The bird on the cover looks like someone used MS Paint (ha Painted Bird get it?) to put it on there. As a matter of fact this whole cover looks like it was put together in MS Paint by an Elementary School kid. The fact that it was made some time in the 60's or 70's is no excuse they should have updated it by now.

On the inside the words are smooshed together while leaving an inch for the margins. My question is why not give more spacing for the words or make the book smaller as a whole?

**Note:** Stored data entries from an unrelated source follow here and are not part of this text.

PR #1201, opened 2017-04-01
Vs2017 support

dotMorten:
Builds on top of #1198.

Use the default platform toolset instead of a hardcoded value, which allows compiling will multiple different versions of Visual Studio (VS2017 and futures etc)


Fishwaldo:
Thanks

Next up is Lullaby by Chuck Palahniuk. Last time I came in contact with something associated with Mr. Palahniuk was Fight Club (the movie not the book), just as the title credits were beginning I was told the whole plot of the movie. Now as a warning, if you know what happens in this book and you somehow bring it to my attention before I finish, I will kill you.

Wednesday, June 24, 2009

What I Just Read: An Arsonist's Guide To Writers' Homes In New England

Winner of the longest title of the year award.

Seeing as how I no longer have to write silly English papers and I am no longer required to know Spanish I thought I might read a few things of my choosing. That is of course until I start school again on Monday which includes Logic and The History of Boston, which may prove to be some interesting reading in itself. To the book!

An Arsonist's Guide To Writers' Homes In New England is one of the books that you are on the fence about until you come to the climatic scene and then the book is abruptly over. For the majority of the book I found myself struggling to pay attention and wanting to jump over paragraphs the author dedicated to stories the main character thought were the life stories of total stranger. While some were incredibly entertaining others were woefully drawn out and were simply delaying the inevitable ending of the book.

The book reminded me of Extremely Loud and Incredibly Close in the way that narrator is very simple minded and the reader tends to understand what is going on before the narrator does. The problem is in Loud & Close the narrator is a child and in Arsonist's he is a grown man, or as the narrator likes to say a grown ass man.

Good book, with a different take it could have been great. Not a must read but a good one no less.

I like the cover, for one it takes balls to go with an orange cover ( I would say as much balls as it took for me to wear a bright orange shirt to school once a week in 8th grade but I think that was more stupidity than anything else) and second the burning lady (not once, not twice but three times) was a nice touch. What I didn't like is the lighter orange around the title letters, too far man.

After much internal deliberation I have decided to forgo Daniel's favorite author Murakami and the beautiful looking Lullaby by Palahniuk for now in lieu of the more jarring book The Painted Bird by Jerzy Kosinski. As I understand it is very doable and desirable to read in a day; and seeing as how I have about 6 hours of bus riding tomorrow (to and from NYC) I like those qualities.